[Stored data]

PR #83, opened 2020-07-21
Add generic type parameter to Serializer.validate fixes #82

### LINKED ISSUE #82: Make Serializer.validate generic?
Serializer.validate is currently untyped:

https://github.com/typeddjango/djangorestframework-stubs/blob/master/rest_framework-stubs/serializers.pyi#L124-L125

Is it possible to do something like

```py
T = TypeVar("T"):
class Serializer(BaseSerializer):
    def validate(self, attrs: T) -> T:
        return attrs
```

I'm experimenting with using [TypedDict](https://docs.python.org/3/library/typing.html#typing.TypedDict) to declare explicit interfaces for the data that a serializer processes, and I can annotate an overridden method like so:

```py
class MySerializer(serializers.Serializer):
    name = serializers.CharField()

    class MySerializerData(TypedDict):
        name: str

    def validate(self, data: MySerializerData) -> MySerializerData:
        reveal_type(data["name"])  # str
        validated_data = super().validate(data) # Call to untyped function "validate" in typed contextmypy(error)
```

I'm just learning how Python typing works so please forgive my lack of knowledge!

Thanks!

jaredlockhart:
I'm not sure how to run the test suite to validate this?

### DIFF
--- a/rest_framework-stubs/serializers.pyi
+++ b/rest_framework-stubs/serializers.pyi
@@ -8,6 +8,7 @@ from typing import (
     Callable,
     Mapping,
     Type,
+    TypeVar,
     Tuple,
     NoReturn,
     MutableMapping,
@@ -121,7 +122,8 @@ class Serializer(BaseSerializer):
     def _readable_fields(self) -> List[Field]: ...
     def get_fields(self) -> Dict[str, Field]: ...
     def _read_only_defaults(self) -> Dict[str, Any]: ...
-    def validate(self, attrs):
+    T = TypeVar("T")
+    def validate(self, attrs: T) -> T:
         return attrs
     @property
     def data(self) -> ReturnDict: ...


jaredlockhart:
Oh nevermind I got pytest working.  Should I modify/add any tests?

rest_framework-stubs/serializers.pyi
```diff
@@ -121,7 +122,8 @@ class Serializer(BaseSerializer):
     def _readable_fields(self) -> List[Field]: ...
     def get_fields(self) -> Dict[str, Field]: ...
     def _read_only_defaults(self) -> Dict[str, Any]: ...
-    def validate(self, attrs):
+    T = TypeVar("T")
+    def validate(self, attrs: T) -> T:
```
sobolevn, line 126: Yes, let's test this. 

Here's an example: https://github.com/typeddjango/djangorestframework-stubs/blob/master/test-data/typecheck/test_serializers.yml

Goldziher:

PR #87, opened 2020-08-11
Update MyPy max pinned version to 0.782

sidmitra:
- The latest version of MyPy is 0.782 [here](https://pypi.org/project/mypy/#history)

### DIFF
--- a/setup.py
+++ b/setup.py
@@ -19,7 +19,7 @@ def find_stub_files(name):
 with open("README.md", "r") as f:
     readme = f.read()
 
-dependencies = ["mypy>=0.750,<0.780", "django-stubs>=1.3.0", "typing-extensions"]
+dependencies = ["mypy>=0.750,<=0.782", "django-stubs>=1.3.0", "typing-extensions"]
 
 setup(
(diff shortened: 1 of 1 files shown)


sidmitra:
I've been using the latest master with 0.782 for the past few weeks and everything seems to work correctly.

sidmitra:
Will try to take a look at the CI error later today. Not sure if it's related to the PR.

```
$ mypy -p rest_framework-stubs
rest_framework-stubs/request.pyi: error: Source file found twice under different module names: 'rest_framework-stubs.request' and 'rest_framework.request'  [misc]
Found 1 error in 1 file (checked 48 source files)
The command "mypy -p rest_framework-stubs" exited with 2.
```

sobolevn:
Yes, this is known bug in the latest `mypy`. That's why I had to pin it to the previous version. See https://github.com/python/mypy/issues/8944

sidmitra:
@sobolevn Thanks for the link, wasn't aware of that. I didn't come across any issues on our production codebase. I will take a deeper look, looks more involved though.

Goldziher:

PR #89, opened 2020-09-16
DynamicRoute namedtuple should not have a `mapping` attr

anentropic:
See definition here https://github.com/encode/django-rest-framework/blob/3.9.4/rest_framework/routers.py#L39

I am getting a `Missing positional argument "mapping" in call to "DynamicRoute"` error from mypy when trying to instantiate a DynamicRoute using these stubs currently

### DIFF
--- a/rest_framework-stubs/routers.pyi
+++ b/rest_framework-stubs/routers.pyi
@@ -19,7 +19,6 @@ class Route(NamedTuple):
 
 class DynamicRoute(NamedTuple):
     url: str
-    mapping: Dict[str, str]
     name: str
     detail: bool
     initkwargs: Dict[str, Any]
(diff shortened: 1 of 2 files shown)


anentropic:
the failure in Travis CI is:
```
1.46s$ black --check --line-length=120 setup.py scripts/ rest_framework-stubs/
would reformat /home/travis/build/typeddjango/djangorestframework-stubs/rest_framework-stubs/test.pyi
Oh no! 💥 💔 💥
1 file would be reformatted, 48 files would be left unchanged.
The command "black --check --line-length=120 setup.py scripts/ rest_framework-stubs/" exited with 1.
```

this doesn't look related to my change 🤷‍♂️

sobolevn:
Can you please format it anyway?

anentropic:
done 👍

sobolevn (approved):

sobolevn:
Thanks a lot!

PR #90, opened 2020-10-02
get_url implementation might return None

ticosax:
in case the object is not yet persisted in the database

https://github.com/encode/django-rest-framework/blob/master/rest_framework/relations.py#L332


sobolevn (approved):

sobolevn:
Thanks a lot!

PR #509, opened 2023-11-15
Improve `BaseSerializer` and `ListSerializer` method `to_representation()`

intgr:
FYI @4c0n, this is a follow-up to #504. 

The original PR changed `BaseSerializer.to_representation()` to return `dict[str, Any]`.

However, turns out `BaseSerializer` subclass `ListSerializer` method actualy returns `list`.

Changed now:
* `BaseSerializer.to_representation()` -> `Any`
* `Serializer.to_representation()` -> `dict[str, Any]`
* `ListSerializer.to_representation()` -> `list[Any]`
* Also improved `ListSerializer.to_representation()` argument type

## Related issues

* #504


4c0n (approved):
Yep that seems right, I totally overlooked that part!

» **TASK GOAL**
Line by line, retype all of the entries.

» **ANSWER TO THIS PROBLEM**
PR #83, opened 2020-07-21
Add generic type parameter to Serializer.validate fixes #82

### LINKED ISSUE #82: Make Serializer.validate generic?
Serializer.validate is currently untyped:

https://github.com/typeddjango/djangorestframework-stubs/blob/master/rest_framework-stubs/serializers.pyi#L124-L125

Is it possible to do something like

```py
T = TypeVar("T"):
class Serializer(BaseSerializer):
    def validate(self, attrs: T) -> T:
        return attrs
```

I'm experimenting with using [TypedDict](https://docs.python.org/3/library/typing.html#typing.TypedDict) to declare explicit interfaces for the data that a serializer processes, and I can annotate an overridden method like so:

```py
class MySerializer(serializers.Serializer):
    name = serializers.CharField()

    class MySerializerData(TypedDict):
        name: str

    def validate(self, data: MySerializerData) -> MySerializerData:
        reveal_type(data["name"])  # str
        validated_data = super().validate(data) # Call to untyped function "validate" in typed contextmypy(error)
```

I'm just learning how Python typing works so please forgive my lack of knowledge!

Thanks!

jaredlockhart:
I'm not sure how to run the test suite to validate this?

### DIFF
--- a/rest_framework-stubs/serializers.pyi
+++ b/rest_framework-stubs/serializers.pyi
@@ -8,6 +8,7 @@ from typing import (
     Callable,
     Mapping,
     Type,
+    TypeVar,
     Tuple,
     NoReturn,
     MutableMapping,
@@ -121,7 +122,8 @@ class Serializer(BaseSerializer):
     def _readable_fields(self) -> List[Field]: ...
     def get_fields(self) -> Dict[str, Field]: ...
     def _read_only_defaults(self) -> Dict[str, Any]: ...
-    def validate(self, attrs):
+    T = TypeVar("T")
+    def validate(self, attrs: T) -> T:
         return attrs
     @property
     def data(self) -> ReturnDict: ...


jaredlockhart:
Oh nevermind I got pytest working.  Should I modify/add any tests?

rest_framework-stubs/serializers.pyi
```diff
@@ -121,7 +122,8 @@ class Serializer(BaseSerializer):
     def _readable_fields(self) -> List[Field]: ...
     def get_fields(self) -> Dict[str, Field]: ...
     def _read_only_defaults(self) -> Dict[str, Any]: ...
-    def validate(self, attrs):
+    T = TypeVar("T")
+    def validate(self, attrs: T) -> T:
```
sobolevn, line 126: Yes, let's test this. 

Here's an example: https://github.com/typeddjango/djangorestframework-stubs/blob/master/test-data/typecheck/test_serializers.yml

Goldziher:

PR #87, opened 2020-08-11
Update MyPy max pinned version to 0.782

sidmitra:
- The latest version of MyPy is 0.782 [here](https://pypi.org/project/mypy/#history)

### DIFF
--- a/setup.py
+++ b/setup.py
@@ -19,7 +19,7 @@ def find_stub_files(name):
 with open("README.md", "r") as f:
     readme = f.read()
 
-dependencies = ["mypy>=0.750,<0.780", "django-stubs>=1.3.0", "typing-extensions"]
+dependencies = ["mypy>=0.750,<=0.782", "django-stubs>=1.3.0", "typing-extensions"]
 
 setup(
(diff shortened: 1 of 1 files shown)


sidmitra:
I've been using the latest master with 0.782 for the past few weeks and everything seems to work correctly.

sidmitra:
Will try to take a look at the CI error later today. Not sure if it's related to the PR.

```
$ mypy -p rest_framework-stubs
rest_framework-stubs/request.pyi: error: Source file found twice under different module names: 'rest_framework-stubs.request' and 'rest_framework.request'  [misc]
Found 1 error in 1 file (checked 48 source files)
The command "mypy -p rest_framework-stubs" exited with 2.
```

sobolevn:
Yes, this is known bug in the latest `mypy`. That's why I had to pin it to the previous version. See https://github.com/python/mypy/issues/8944

sidmitra:
@sobolevn Thanks for the link, wasn't aware of that. I didn't come across any issues on our production codebase. I will take a deeper look, looks more involved though.

Goldziher:

PR #89, opened 2020-09-16
DynamicRoute namedtuple should not have a `mapping` attr

anentropic:
See definition here https://github.com/encode/django-rest-framework/blob/3.9.4/rest_framework/routers.py#L39

I am getting a `Missing positional argument "mapping" in call to "DynamicRoute"` error from mypy when trying to instantiate a DynamicRoute using these stubs currently

### DIFF
--- a/rest_framework-stubs/routers.pyi
+++ b/rest_framework-stubs/routers.pyi
@@ -19,7 +19,6 @@ class Route(NamedTuple):
 
 class DynamicRoute(NamedTuple):
     url: str
-    mapping: Dict[str, str]
     name: str
     detail: bool
     initkwargs: Dict[str, Any]
(diff shortened: 1 of 2 files shown)


anentropic:
the failure in Travis CI is:
```
1.46s$ black --check --line-length=120 setup.py scripts/ rest_framework-stubs/
would reformat /home/travis/build/typeddjango/djangorestframework-stubs/rest_framework-stubs/test.pyi
Oh no! 💥 💔 💥
1 file would be reformatted, 48 files would be left unchanged.
The command "black --check --line-length=120 setup.py scripts/ rest_framework-stubs/" exited with 1.
```

this doesn't look related to my change 🤷‍♂️

sobolevn:
Can you please format it anyway?

anentropic:
done 👍

sobolevn (approved):

sobolevn:
Thanks a lot!

PR #90, opened 2020-10-02
get_url implementation might return None

ticosax:
in case the object is not yet persisted in the database

https://github.com/encode/django-rest-framework/blob/master/rest_framework/relations.py#L332


sobolevn (approved):

sobolevn:
Thanks a lot!

PR #509, opened 2023-11-15
Improve `BaseSerializer` and `ListSerializer` method `to_representation()`

intgr:
FYI @4c0n, this is a follow-up to #504. 

The original PR changed `BaseSerializer.to_representation()` to return `dict[str, Any]`.

However, turns out `BaseSerializer` subclass `ListSerializer` method actualy returns `list`.

Changed now:
* `BaseSerializer.to_representation()` -> `Any`
* `Serializer.to_representation()` -> `dict[str, Any]`
* `ListSerializer.to_representation()` -> `list[Any]`
* Also improved `ListSerializer.to_representation()` argument type

## Related issues

* #504


4c0n (approved):
Yep that seems right, I totally overlooked that part!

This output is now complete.